Among their offerings are the Informix-Universal Server, recently released to developers and set for final delivery later this year, their DataBlade modules and MetaCube 3.0. The server is an RDBMS for managing all information assets -- numbers, images, maps, sound, video, Web pages, text, other user-defined or rich data types -- in a single, integrated database. MetaCube 3.0, a collection of DSS software for developing and managing data warehouse applications, is a major upgrade to its relational on-line analytical processing engine. The overall corporate strategy is to deliver ROLAP capabilities inside the database itself.

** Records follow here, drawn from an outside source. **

PR #8287, opened 2026-06-06
feat: manual model filter for providers and filtered model dropdown

FedeCuci:
## Describe Your Changes
Some providers like OpenRouter and Together.ai supply hundreds of models, which makes scrolling through them tedious, especially after you've already picked the few you actually want to use. This PR lets you pin your own selection so that only your chosen models appear in the model dropdown and provider settings list. Auto-fetched models stay in the background and are always one click away via the refresh button. More specifically:
- **Settings → Providers**: Add filter button to show only manually-added models (`$providerName.tsx`)
- **Chat → Model Dropdown**: Hide auto-fetched models when user has pinned models (`DropdownModelProvider.tsx`)
- **Settings → Add Model Dialog**: Upgrade existing models instead of rejecting duplicates (`AddModel.tsx`)
- **Settings → Edit Model Dialog**: Mark edited models as manually-added (`EditModel.tsx`)
- **State Migration**: Backfill `manuallyAdded` flag for existing users with customized models (`useModelProvider.ts`)
- **Tests**: Update icon mock for new filter button (`$providerName.test.tsx`)

## Fixes Issues

N/A — quality of life improvement, no linked issue.

## Self Checklist

- [x] Created issues for follow-up changes or refactoring needed — none needed
- [x] Updated docs (for bug fixes / features) — N/A, no API or config changes

### DIFF
--- a/web-app/src/containers/DropdownModelProvider.tsx
+++ b/web-app/src/containers/DropdownModelProvider.tsx
@@ -22,6 +22,7 @@ import { useTranslation } from '@/i18n/react-i18next-compat'
 import { useFavoriteModel } from '@/hooks/useFavoriteModel'
 import { predefinedProviders } from '@/constants/providers'
 import { providerHasRemoteApiKeys } from '@/lib/provider-api-keys'
+import { isManuallyAdded } from '@/lib/models'
 import { useServiceHub } from '@/hooks/useServiceHub'
 import { getLastUsedModel } from '@/utils/getModelToStart'
 import { ChevronsUpDown } from 'lucide-react'
@@ -266,18 +267,14 @@ const DropdownModelProvider = memo(function DropdownModelProvider({
 
       // Check if this provider has any manually-added/pinned models.
       // If so, only show those in the dropdown to keep the list manageable.
-      const hasManualModels = provider.models.some(
-        (m) => (m as any).manuallyAdded === true
-      )
+      const hasManualModels = provider.models.some(isManuallyAdded)
 
       provider.models.forEach((modelItem) => {
         // Skip embedding models - they can't be used for chat
         if (modelItem.embedding) return
 
         // If the provider has pinned models, hide auto-fetched ones
-        if (hasManualModels) {
-          if ((modelItem as any).manuallyAdded !== true) return
-        }
+        if (hasManualModels && !isManuallyAdded(modelItem)) return
 
         // Skip models that require API key but don't have one (except llamacpp)
         // For custom providers, allow if they have at least one model loaded
--- a/web-app/src/containers/DropdownModelProvider.tsx
+++ b/web-app/src/containers/DropdownModelProvider.tsx
@@ -264,9 +264,20 @@ const DropdownModelProvider = memo(function DropdownModelProvider({
     providers.forEach((provider) => {
       if (!provider.active) return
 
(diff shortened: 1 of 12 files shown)


FedeCuci:
## Review feedback addressed

### 1. `manuallyAdded` added to the `Model` type
`manuallyAdded?: boolean` and `_userConfiguredCapabilities?: boolean` are now declared in `modelProviders.d.ts`. All `(m as any).manuallyAdded` casts across the PR are removed, and the `Partial<Model> & { manuallyAdded?: boolean }` intersection in `EditModel.tsx` is gone.

### 2. Filter button is now a real toggle
The filter button in the provider settings page now calls `setShowManualOnly(prev => !prev)` and is no longer `disabled` when active. You can flip back to "show all" without triggering a network re-fetch. The refresh button still clears the filter as a side effect, which is intentional — after pulling a fresh catalog it makes sense to start from the full list.

### 3. Unified `isManuallyAdded` — settings page and chat dropdown now consistent
Extracted a single `isManuallyAdded(model: Model): boolean` utility in `src/lib/models.ts`. The definition is narrow and explicit: `manuallyAdded === true || imported === true`. Both `$providerName.tsx` and `DropdownModelProvider.tsx` now import and use this same function, so a model cannot appear manual in one view and non-manual in the other.

### 4. Migration heuristic tightened — fixes the dropdown regression
The v17→18 migration (`useModelProvider.ts`) no longer treats `displayName` alone as a signal for "user curated". It now only backfills `manuallyAdded` when the display name genuinely differs from both the model's `name` and `id` (i.e. the user actually renamed it), or when `_userConfiguredCapabilities` is set. This prevents remote catalogs that echo `displayName === name` from incorrectly flagging auto-fetched models, which was the root cause of the "models disappeared from the chat dropdown" regression.

### 5. Toast and UI strings internationalized
- `AddModel.tsx`: toast now uses `t('providers:addModel.modelPinned')` instead of a hardcoded string.
- Filter button tooltip and empty-state copy now use `providers:manualFilter.tooltip`, `providers:manualFilter.emptyTitle`, and `providers:manualFilter.emptyDescription`. Keys added to `en/providers.json`; other locales fall back to English via i18next until translated.

### 6. Tests
Three areas covered:

**`src/lib/__tests__/models.test.ts`** — 5 new cases for `isManuallyAdded`, pinning down the exact contract: `manuallyAdded` flag → true, `imported` flag → true, plain model → false, `displayName` alone → false, `_userConfiguredCapabilities` alone → false.

**`src/hooks/__tests__/useModelProvider.test.ts`** — new `v17 → v18` migration case driving the real `migrate` function with the full matrix: capability-toggled models flagged, genuinely renamed models flagged, catalog echo (`displayName === name` / `=== id`) NOT flagged, plain auto-fetched models untouched, already-flagged models preserved, imported models left for read-time.

**`src/containers/__tests__/DropdownModelProvider.manualFilter.test.tsx`** — 4 new cases for the dropdown filtering logic: pinned model hides auto-fetched siblings, imported models count as pinned, no-pins shows everything, catalog `displayName` alone does not activate the filter.

Liamelis:
would be cool to have this!
I think a search bar in the settings where you can search for models would be very handy too. (rn you can only search for models when adding a model but when you have tons of models and just wanna edit one to enable tool calling for example you have to scroll and find it.)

One local success story for Informix is Giant Food, the Landover, Md.-based 167-store grocery chain located on the East Coast. That company is using technology from Informix, as well as partners IBM, Digital Equipment Corp., MicroStrategy and PeopleSoft, to re-engineer its store operations. Their data warehouse is based on so-called category management, a way to research, buy and sell groceries that Giant hopes will make it more profitable and more competitive. After all, on the bottom line, that's what data warehousing is all about.